WHAT IS REQUIRED: What is wanted is an exact copy of the lines from the top of the listing through the line containing "## The dead skill".
****************************************
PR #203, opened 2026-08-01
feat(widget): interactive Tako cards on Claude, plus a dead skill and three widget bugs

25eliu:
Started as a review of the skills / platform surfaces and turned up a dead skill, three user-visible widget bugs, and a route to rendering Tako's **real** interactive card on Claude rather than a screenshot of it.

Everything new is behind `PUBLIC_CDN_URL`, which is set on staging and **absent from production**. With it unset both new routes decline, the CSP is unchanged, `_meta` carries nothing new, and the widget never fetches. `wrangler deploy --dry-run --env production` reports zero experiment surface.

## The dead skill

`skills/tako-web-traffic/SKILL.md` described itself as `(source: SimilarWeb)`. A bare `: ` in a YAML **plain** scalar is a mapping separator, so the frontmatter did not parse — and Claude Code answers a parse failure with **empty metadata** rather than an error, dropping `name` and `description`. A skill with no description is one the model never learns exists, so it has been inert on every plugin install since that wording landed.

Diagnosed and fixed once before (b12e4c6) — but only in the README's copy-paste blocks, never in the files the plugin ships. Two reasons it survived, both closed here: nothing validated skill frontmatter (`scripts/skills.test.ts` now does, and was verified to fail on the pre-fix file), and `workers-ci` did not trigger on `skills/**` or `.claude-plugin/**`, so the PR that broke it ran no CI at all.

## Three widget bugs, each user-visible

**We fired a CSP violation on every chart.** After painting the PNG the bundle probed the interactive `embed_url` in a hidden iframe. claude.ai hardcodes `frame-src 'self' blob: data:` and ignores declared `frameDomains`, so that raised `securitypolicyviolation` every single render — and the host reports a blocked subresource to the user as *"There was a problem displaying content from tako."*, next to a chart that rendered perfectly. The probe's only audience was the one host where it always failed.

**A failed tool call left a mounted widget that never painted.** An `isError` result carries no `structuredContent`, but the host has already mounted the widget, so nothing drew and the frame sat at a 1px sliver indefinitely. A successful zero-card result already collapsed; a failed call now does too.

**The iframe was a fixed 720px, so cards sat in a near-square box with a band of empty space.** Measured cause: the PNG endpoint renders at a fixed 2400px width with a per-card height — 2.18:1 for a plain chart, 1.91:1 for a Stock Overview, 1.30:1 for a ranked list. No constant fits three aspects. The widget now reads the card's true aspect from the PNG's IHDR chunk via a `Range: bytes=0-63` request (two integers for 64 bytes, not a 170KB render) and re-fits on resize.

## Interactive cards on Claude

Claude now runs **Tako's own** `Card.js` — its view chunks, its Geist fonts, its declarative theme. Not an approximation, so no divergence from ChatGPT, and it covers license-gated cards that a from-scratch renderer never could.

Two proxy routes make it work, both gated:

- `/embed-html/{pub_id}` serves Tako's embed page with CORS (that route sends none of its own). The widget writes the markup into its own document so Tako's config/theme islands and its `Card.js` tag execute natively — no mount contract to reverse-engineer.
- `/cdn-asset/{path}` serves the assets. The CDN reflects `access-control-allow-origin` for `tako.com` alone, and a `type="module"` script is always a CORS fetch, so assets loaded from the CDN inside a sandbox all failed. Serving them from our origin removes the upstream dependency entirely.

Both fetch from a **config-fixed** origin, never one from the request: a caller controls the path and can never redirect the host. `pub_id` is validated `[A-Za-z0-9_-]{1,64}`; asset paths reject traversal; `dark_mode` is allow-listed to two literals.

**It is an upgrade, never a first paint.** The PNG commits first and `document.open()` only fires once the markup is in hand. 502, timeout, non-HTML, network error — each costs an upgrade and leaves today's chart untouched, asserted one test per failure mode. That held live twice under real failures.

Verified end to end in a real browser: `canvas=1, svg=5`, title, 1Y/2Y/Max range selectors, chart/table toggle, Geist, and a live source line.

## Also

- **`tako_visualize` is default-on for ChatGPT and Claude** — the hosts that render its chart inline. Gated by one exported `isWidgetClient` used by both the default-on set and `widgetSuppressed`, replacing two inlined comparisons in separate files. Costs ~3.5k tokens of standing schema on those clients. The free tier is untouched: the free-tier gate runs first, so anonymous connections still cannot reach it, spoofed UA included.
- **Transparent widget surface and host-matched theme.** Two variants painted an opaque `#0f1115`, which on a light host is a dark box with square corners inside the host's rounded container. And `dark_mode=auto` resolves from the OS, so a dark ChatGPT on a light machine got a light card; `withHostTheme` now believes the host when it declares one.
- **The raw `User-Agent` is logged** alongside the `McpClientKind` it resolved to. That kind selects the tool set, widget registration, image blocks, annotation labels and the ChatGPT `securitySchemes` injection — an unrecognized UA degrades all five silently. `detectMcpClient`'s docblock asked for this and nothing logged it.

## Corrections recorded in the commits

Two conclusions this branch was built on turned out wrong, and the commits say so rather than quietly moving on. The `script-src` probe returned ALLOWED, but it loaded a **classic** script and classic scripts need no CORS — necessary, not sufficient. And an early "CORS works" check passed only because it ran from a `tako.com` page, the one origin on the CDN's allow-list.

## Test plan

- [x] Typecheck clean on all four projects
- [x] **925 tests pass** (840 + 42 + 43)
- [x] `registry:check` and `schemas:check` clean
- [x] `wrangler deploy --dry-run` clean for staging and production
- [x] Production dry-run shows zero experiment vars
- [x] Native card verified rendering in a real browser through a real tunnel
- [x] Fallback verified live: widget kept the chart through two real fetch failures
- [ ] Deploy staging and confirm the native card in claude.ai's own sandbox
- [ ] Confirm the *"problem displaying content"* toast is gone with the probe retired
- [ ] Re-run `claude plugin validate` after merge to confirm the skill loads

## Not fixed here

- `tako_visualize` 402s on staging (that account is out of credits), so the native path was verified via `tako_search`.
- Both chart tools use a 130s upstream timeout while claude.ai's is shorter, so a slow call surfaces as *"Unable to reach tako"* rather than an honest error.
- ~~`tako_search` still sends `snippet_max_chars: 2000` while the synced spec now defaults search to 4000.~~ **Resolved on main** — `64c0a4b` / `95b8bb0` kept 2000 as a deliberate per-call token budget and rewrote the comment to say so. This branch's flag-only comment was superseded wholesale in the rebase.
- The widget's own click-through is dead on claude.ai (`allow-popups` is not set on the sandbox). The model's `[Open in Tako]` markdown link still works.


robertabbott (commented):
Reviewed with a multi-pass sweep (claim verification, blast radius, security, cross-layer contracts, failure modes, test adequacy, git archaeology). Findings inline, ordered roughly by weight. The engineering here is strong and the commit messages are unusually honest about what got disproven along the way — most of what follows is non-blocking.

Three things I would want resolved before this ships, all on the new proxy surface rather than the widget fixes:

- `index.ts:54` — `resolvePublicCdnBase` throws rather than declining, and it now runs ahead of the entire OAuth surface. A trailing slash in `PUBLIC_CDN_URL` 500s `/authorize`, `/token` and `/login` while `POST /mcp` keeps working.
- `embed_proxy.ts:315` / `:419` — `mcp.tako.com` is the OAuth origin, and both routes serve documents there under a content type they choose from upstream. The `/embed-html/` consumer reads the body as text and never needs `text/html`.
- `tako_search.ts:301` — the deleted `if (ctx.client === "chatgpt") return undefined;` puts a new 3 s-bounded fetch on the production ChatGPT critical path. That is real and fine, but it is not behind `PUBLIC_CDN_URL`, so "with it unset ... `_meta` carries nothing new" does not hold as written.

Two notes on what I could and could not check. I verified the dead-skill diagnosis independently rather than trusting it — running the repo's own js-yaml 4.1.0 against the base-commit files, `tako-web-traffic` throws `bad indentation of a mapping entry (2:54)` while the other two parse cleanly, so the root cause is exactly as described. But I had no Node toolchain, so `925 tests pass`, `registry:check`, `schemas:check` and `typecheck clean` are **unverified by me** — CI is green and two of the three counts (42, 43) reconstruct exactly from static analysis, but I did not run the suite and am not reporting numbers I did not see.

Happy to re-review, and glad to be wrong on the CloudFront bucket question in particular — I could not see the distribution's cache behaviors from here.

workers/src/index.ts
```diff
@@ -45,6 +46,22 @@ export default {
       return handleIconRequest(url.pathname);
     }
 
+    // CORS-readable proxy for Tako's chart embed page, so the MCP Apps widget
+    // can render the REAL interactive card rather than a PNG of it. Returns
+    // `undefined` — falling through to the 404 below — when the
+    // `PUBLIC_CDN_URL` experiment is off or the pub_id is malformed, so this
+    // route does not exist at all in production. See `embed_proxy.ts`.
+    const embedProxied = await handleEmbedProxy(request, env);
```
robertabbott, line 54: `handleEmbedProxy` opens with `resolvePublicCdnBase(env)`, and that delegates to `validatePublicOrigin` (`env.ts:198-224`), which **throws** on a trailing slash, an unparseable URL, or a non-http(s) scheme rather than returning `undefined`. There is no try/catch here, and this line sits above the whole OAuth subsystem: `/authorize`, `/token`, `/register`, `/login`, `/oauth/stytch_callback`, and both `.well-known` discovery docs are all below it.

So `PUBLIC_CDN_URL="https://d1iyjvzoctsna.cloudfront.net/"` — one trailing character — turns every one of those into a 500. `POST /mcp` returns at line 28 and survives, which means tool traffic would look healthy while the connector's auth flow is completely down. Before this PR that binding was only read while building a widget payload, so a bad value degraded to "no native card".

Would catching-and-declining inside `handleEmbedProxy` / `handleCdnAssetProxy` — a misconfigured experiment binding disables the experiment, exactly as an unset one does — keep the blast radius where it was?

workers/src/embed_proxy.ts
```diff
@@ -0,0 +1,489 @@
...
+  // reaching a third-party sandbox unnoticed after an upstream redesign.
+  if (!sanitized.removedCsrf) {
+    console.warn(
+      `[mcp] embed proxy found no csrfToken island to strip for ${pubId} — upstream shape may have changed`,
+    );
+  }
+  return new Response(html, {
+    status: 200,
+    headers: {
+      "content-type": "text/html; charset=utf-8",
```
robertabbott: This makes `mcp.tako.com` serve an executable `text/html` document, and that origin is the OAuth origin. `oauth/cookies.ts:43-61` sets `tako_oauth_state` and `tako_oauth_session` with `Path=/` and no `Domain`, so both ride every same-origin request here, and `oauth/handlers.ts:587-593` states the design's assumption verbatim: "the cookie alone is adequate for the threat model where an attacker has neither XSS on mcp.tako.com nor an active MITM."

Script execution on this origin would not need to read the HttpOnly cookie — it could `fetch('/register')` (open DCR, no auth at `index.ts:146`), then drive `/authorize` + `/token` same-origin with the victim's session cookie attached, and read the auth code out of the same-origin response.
****************************************
RESULT BELOW:
PR #203, opened 2026-08-01
feat(widget): interactive Tako cards on Claude, plus a dead skill and three widget bugs

25eliu:
Started as a review of the skills / platform surfaces and turned up a dead skill, three user-visible widget bugs, and a route to rendering Tako's **real** interactive card on Claude rather than a screenshot of it.

Everything new is behind `PUBLIC_CDN_URL`, which is set on staging and **absent from production**. With it unset both new routes decline, the CSP is unchanged, `_meta` carries nothing new, and the widget never fetches. `wrangler deploy --dry-run --env production` reports zero experiment surface.

## The dead skill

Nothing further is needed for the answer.